PR #2377, opened 2021-03-23
Add schema for NL intensive case NICE date of admission

VWSCoronaDashboard8:
## Summary

This PR now also includes the key changes in the various components.

### DIFF
--- a/packages/app/infra/download.js
+++ b/packages/app/infra/download.js
@@ -7,6 +7,7 @@ const API_URL =
   process.env.API_URL ||
   'https://coronadashboard.rijksoverheid.nl/json/latest-data.zip';
 
+// eslint-disable-next-line no-console
 console.log(`Downloading json data from this location: ${API_URL}`);
 
 (async () => {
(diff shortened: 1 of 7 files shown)


VWSCoronaDashboard1 (approved):

packages/common/src/types/data.ts
```diff
@@ -261,6 +261,8 @@ export interface NationalIntensiveCareNice {
 }
 export interface NationalIntensiveCareNiceValue {
   admissions_moving_average: number;
+  admissions_on_date_of_admission: number;
```
VWSCoronaDashboard4, line 264: these could be integers?

VWSCoronaDashboard4 (approved):

packages/app/infra/download.js
```diff
@@ -7,6 +7,8 @@ const API_URL =
   process.env.API_URL ||
   'https://coronadashboard.rijksoverheid.nl/json/latest-data.zip';
 
+console.log(`Downloading json data from this location: ${API_URL}`);
```
VWSCoronaDashboard10, line 10: Not sure whether we should log variables which are secret

VWSCoronaDashboard10 (approved):

packages/app/infra/download.js
VWSCoronaDashboard1: the vercel build logs aren't public, are they?

PR #2380, opened 2021-03-23
Add styling for the "Risiconiveau van dit moment" on safety regions

VWSCoronaDashboard14:
A flexible component that renders a new tile on the safety region risk level page that displays with a bit more styling the determining risk levels, hospital admissions, and the positive tested people for that safety region.

Screenshot 2021-03-24 at 10 11 27

This is with dummy data, the correct data still needs to be connected.


packages/app/src/components-styled/escalation-level-icon.tsx
```diff
@@ -10,11 +10,13 @@ const escalationThresholds = regionThresholds.escalation_levels.level;
 interface EscalationLevelIconProps {
   level: EscalationLevel;
   isSmall?: boolean;
+  isBig?: boolean;
```
VWSCoronaDashboard8, line 13: Now something can be small and big at the same time.... If there are three flavors it would be better to implement this as a variant with a string literal. So for example a prop named `variant` or `size` with values `small | medium | large` 

I prefer the word large over big, since it's more in line with our other theme naming.

packages/app/src/components-styled/escalation-level-icon.tsx
```diff
@@ -37,10 +40,12 @@ export function EscalationLevelIcon({
...
   isSmall?: boolean;
-}>(({ color, isSmall }) => {
-  const size = isSmall
-    ? asResponsiveArray({ _: 20, sm: 20 })
-    : asResponsiveArray({ _: 24, sm: 22 });
+  isBig?: boolean;
+}>(({ color, isSmall, isBig }) => {
+  let size = asResponsiveArray({ _: 24, sm: 22 });
+  if (isSmall) size = asResponsiveArray({ _: 20, sm: 20 });
+  if (isBig) size = asResponsiveArray({ _: 45, sm: 45 });
```
VWSCoronaDashboard8, line 47: I find it odd that we mix logic of a size prop with media queries. So we have 3 different sizes of the component with each their own media queries to make them respond differently to screen sizes on top of that. Seems a bit convoluted to me.

packages/app/src/pages/veiligheidsregio/[code]/risiconiveau.tsx
```diff
@@ -228,4 +292,118 @@ const RegionalRestrictions = (props: StaticProps<typeof getStaticProps>) => {
...
+interface ListItemProps {
+  icon: ReactNode;
+  title: string;
+  hasBorderBottom?: boolean;
+  escalationColor?: string;
+  description?: string;
+  date?: number | number[];
+  children?: ReactNode;
+  amount?: number;
+  isAroundDate?: boolean;
```
Comment (VWSCoronaDashboard8) [inline packages/app/src/pages/veiligheidsregio/[code]/risiconiveau.tsx:304]: Should this really be all optional? Seems like a lot. If you leave everything out, is it still a valid / complete list item?

packages/app/src/pages/veiligheidsregio/[code]/risiconiveau.tsx
```diff
@@ -228,4 +292,118 @@ const RegionalRestrictions = (props: StaticProps<typeof getStaticProps>) => {
...
+          <Box
+            height={9}
+            width={9}
+            backgroundColor={escalationColor}
+            borderRadius="50%"
+            mr={2}
+          />
+          <Text m={0}>
+            {replaceComponentsInText(description, {
+              amount: <InlineText fontWeight="bold">{`${amount} `}</InlineText>,
```
Comment (VWSCoronaDashboard8) [inline packages/app/src/pages/veiligheidsregio/[code]/risiconiveau.tsx:372]:
```suggestion
              amount: <InlineText fontWeight="bold">{amount}</InlineText>,
```

VWSCoronaDashboard8 (changes requested):

packages/app/src/pages/veiligheidsregio/[code]/risiconiveau.tsx
Comment (VWSCoronaDashboard14) [reply packages/app/src/pages/veiligheidsregio/[code]/risiconiveau.tsx]: I totally get you, every list item has a small difference in dealing with data or dates. I thought creating new components or rendering everything inline and passing it on wasn't that nice. 

If you only use the standard list item without any optional props it should render an empty item with just a title and an icon. 
Screenshot 2021-03-26 at 11 26 30

packages/app/schema/vr/escalation_level.json
```diff
@@ -18,6 +20,12 @@
       "minimum": 1,
       "maximum": 4
     },
+    "positive_tested_per_100k": {
+      "type": "integer"
+    },
+    "hospital_admissions_per_million": {
+      "type": "integer"
+    },
```
VWSCoronaDashboard8, line 28: These need to be number / decimal.

packages/app/schema/vr_collection/escalation_levels.json
```diff
@@ -23,6 +25,12 @@
       "minimum": 1,
       "maximum": 4
     },
+    "positive_tested_per_100k": {
+      "type": "integer"
+    },
+    "hospital_admissions_per_million": {
+      "type": "integer"
+    },
```
VWSCoronaDashboard8, line 33: And then of course these too

packages/app/src/pages/veiligheidsregio/[code]/risiconiveau.tsx
```diff
@@ -228,4 +290,130 @@ const RegionalRestrictions = (props: StaticProps<typeof getStaticProps>) => {
...
+  children,
+  description,
+  escalationColor,
+  amount,
+  isAroundDate,
+}: ListItemProps) {
+  const { siteText, formatDateFromSeconds } = useIntl();
+
+  return (
+    <StyledList>
```
Comment (VWSCoronaDashboard8) [inline packages/app/src/pages/veiligheidsregio/[code]/risiconiveau.tsx:317]: This component is called ListItem, yet the first thing it renders (as a container) is a list. Seems like a mixup. If this is really about the list item, when the container should be lifted to the calling context using composition. So render the StyledList where you are using the ListItem, and make ListItem its child.

VWSCoronaDashboard8 (changes requested):

packages/app/src/pages/veiligheidsregio/[code]/risiconiveau.tsx
Comment (VWSCoronaDashboard8) [reply packages/app/src/pages/veiligheidsregio/[code]/risiconiveau.tsx]: I think the problem starts because you are trying to treat everything in that list as the same component. You could make a distinction between root level list items and other items.

Root-level list items seem to always have an icon, title and date so you can make those required. Then each of them is able to (optionally) contain a sublist.  That sublist then contains list items that are different components, because their icon is smaller and they do not have dates.

Those sub-lists see to always have childen and those children are rendered using bullet points instead of icons. So that is a third type of list item.

So a clean implementation would be to create three distinct list item types, each with their ons specific strict set of props/behavior. Then you don't need the variant I'm assuming and you can make most properties non-optional.

Comment (VWSCoronaDashboard14) [reply packages/app/src/pages/veiligheidsregio/[code]/risiconiveau.tsx]: Alright, gonna separate it a bit more. Thanks!

VWSCoronaDashboard8 (approved):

* _WHAT THIS TASK INVOLVES_: Above this instruction are the records; retype exactly the lines from the one containing "VWSCoronaDashboard10, line 10: Not" up to and including the one containing "This is with".

* _ANSWER SPACE_:
VWSCoronaDashboard10, line 10: Not sure whether we should log variables which are secret

VWSCoronaDashboard10 (approved):

packages/app/infra/download.js
VWSCoronaDashboard1: the vercel build logs aren't public, are they?

PR #2380, opened 2021-03-23
Add styling for the "Risiconiveau van dit moment" on safety regions

VWSCoronaDashboard14:
A flexible component that renders a new tile on the safety region risk level page that displays with a bit more styling the determining risk levels, hospital admissions, and the positive tested people for that safety region.

Screenshot 2021-03-24 at 10 11 27

This is with dummy data, the correct data still needs to be connected.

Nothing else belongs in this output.